The earliest reference to a condition resembling hemophilia can be traced back to the 2nd century AD, when Jewish texts described boys who died from continuous bleeding after circumcision. This suggested that certain families carried a mysterious bleeding tendency, even though the exact cause was not known at the time.

Medieval Period

During the Middle Ages, sporadic cases of unexplained bleeding were observed in Europe and the Middle East. However, medical knowledge was limited, and people often attributed the condition to curses or divine punishment rather than a genetic disorder.

The Royal Disease (19th Century)

Hemophilia became widely known in the 19th century as the “Royal Disease.” Queen Victoria of England was a carrier of the hemophilia gene, and several of her descendants inherited the condition. Through intermarriages between European royal families, hemophilia spread to the royal households of Spain, Germany, and Russia. The most famous case was Tsarevich Alexei Nikolaevich, the son of Tsar Nicholas II of Russia, who suffered from hemophilia. His illness had a significant influence on Russian politics and history, particularly through the rise of the mystic healer Rasputin.

Scientific Advances in the 20th Century

In the early 1900s, doctors began studying hemophilia more scientifically. It was classified into two main types:
1- Hemophilia A (caused by a deficiency of clotting factor VIII)
2- Hemophilia B (caused by a deficiency of clotting factor IX, also known as Christmas Disease).
The discovery of clotting factors marked a turning point in hemophilia treatment. In the mid-20th century, plasma transfusions and later cryoprecipitate were developed, offering patients their first real hope of controlling bleeding episodes.

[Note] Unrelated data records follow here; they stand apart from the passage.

Issue #20, opened 2023-12-15
Event structure


Turtyo:
## Feature Description

An `Event` is a description of the content in each `Room`. It tells us what the encounter is (mystery encounter, mob, boss, shop etc...). Depending on the type of the encounter, it gives more information, for example for mobs it gives the mobs that are in the room. For a random encounter, it gives the chosen encounter.

## Motivation

This would be useful to have a place to hold the data of the different encounters. We could put it directly in the room in itself, but i think it's better to have separated, since it will probably be easier to test and debug that way.

## Acceptance Criteria

- The `Event` can be modified at runtime (due to dependence to the light level)
- We can easily differentiate between different possible events
- Hierarchy between events depending on light level is clear
- A room event can't change anymore once the player went above the level of the room containing the event

## Proposed Solution

The `Event` class in itself is the parent of possible events. So we would have `Event_mob`, `Event_shop`, `Event_heal` etc... as extending from the `Event` class.
The event is only chosen when it enters player view (because they used a torch or just that they are next to it). The `Event` holds an array of the level depending on light value.
For example if at light 0 we have a mob, at light 1 we have a random event and at light 2 we have a shop, it looks like this `[Event_mob, Event_random, Event_shop]`.

Note that this doesn't mean we will necessarily have a mob at light level 0, it just explains which event you go to when light increases/decreases. We could have a random event at light 0, thus when we get to light level 1 we get a shop (because it's the next one in the list).

The choice of the event will probably be handled at map level, because it will have a global vision and can distribute events better.

## Additional Context

In link with #6 and #10

cheesefrycook:
So each Event would contain an array of Events? I think it makes more sense to store that array in the Room, since the Room knows about the light level. 

Other than that this looks good to me. I think Event can extend from Resource, then each child Event could do whatever logic it wants. I imagine each Event type will load a unique type of scene with some data passed in from the Event (like Scene_Encounter, Scene_Shop, Scene_Heal, etc)

Turtyo:
No, only the base `Event` class would hold an array. This array is meant as a way to make a link before the different possible rooms depending on the light level. If the light level changes, you ask the `Event` class for the corresponding sub event_class (ie `Event_mob`, `Event_shop` etc...). Each event would only be one event in itself, but if there are changes we have a table that tells us which event we should get next.

Each event will indeed have a unique type of scene (or multiple type of scene if we want different backgrounds depending on where we are in the tree, having different background at the bottom and at the top).

[...]

PR #29, opened 2023-12-19
Issue 20: Events Structure

Tysterman74:
# Description

Creation of the Event Parent and Event Children.

## Related issue(s)

Resolves https://github.com/Saplings-Projects/1M_sub/issues/20

## List of changes

- Created Event.gd which acts as the parent and holds some virtual functions that the children can override. It also holds a scene string of which scene should load to trigger this event
- Created Event_Heal.gd, Event_Mob.gd, Event_Random.gd, Event_Shop.gd which are child classes of Event and can have specific behavior defined for them
- Created EventsClassification.gd which holds an enum of all of the current types of Events we have. This has been added to the AutoLoader in order to make the enum accessible anywhere if needed.

## Tests

TBD

## Additional notes

If you have anything more to add.


Event/Event.gd
```diff
@@ -0,0 +1,11 @@
+extends Resource
+class_name Event
```
Turtyo, line 2: would rename to `EventBase` (because even if we didn't agree explicitly on that, it seems to be the convention for parent classes until now)

Event/Event.gd
```diff
@@ -0,0 +1,11 @@
...
+
+var EVENTS_CLASSIFICATION = [Event_Mob, Event_Random, Event_Shop, Event_Heal]
```
Turtyo: maybe a `const` would make more sense ? since it probably won't be modified at runtime.
Also i think it's lacking typing:
`var EVENTS_CLASSIFICATION: Array[Event] = [Event_Mob, Event_Random, Event_Shop, Event_Heal]`

Event/Event_Heal.gd
```diff
@@ -0,0 +1,8 @@
+extends Event
+class_name Event_Heal
```
Turtyo, line 2: rename to EventHeal. I need to modify the contributing to include the class name conventions...

Event/EventsClassification.gd
```diff
@@ -0,0 +1,16 @@
+extends Node
+
+enum EventsClassification { EVENT_MOB, EVENT_RANDOM, EVENT_SHOP, EVENT_HEAL }
```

Modern Era and Treatment Breakthroughs

By the late 20th century, factor concentrates became widely available, allowing patients to treat themselves at home. Unfortunately, during the 1980s, many hemophilia patients worldwide were infected with HIV and hepatitis due to contaminated blood products. This tragedy led to stricter blood screening and the development of safer therapies.
In recent decades, medical science has advanced rapidly:
1-Recombinant clotting factors (produced without human blood) have greatly improved treatment safety.
2-Prophylaxis therapy now allows patients to prevent bleeding episodes instead of only treating them after they occur.
3-Gene therapy, one of the most exciting modern innovations, offers the possibility of a long-term or even permanent cure for hemophilia by correcting the faulty gene responsible for the disorder.

Hemophilia Today

Today, hemophilia is no longer seen as a “royal disease” but as a global health challenge. With better awareness, advanced medicine, and international organizations supporting patients, people with hemophilia can lead healthier and more active lives than ever before.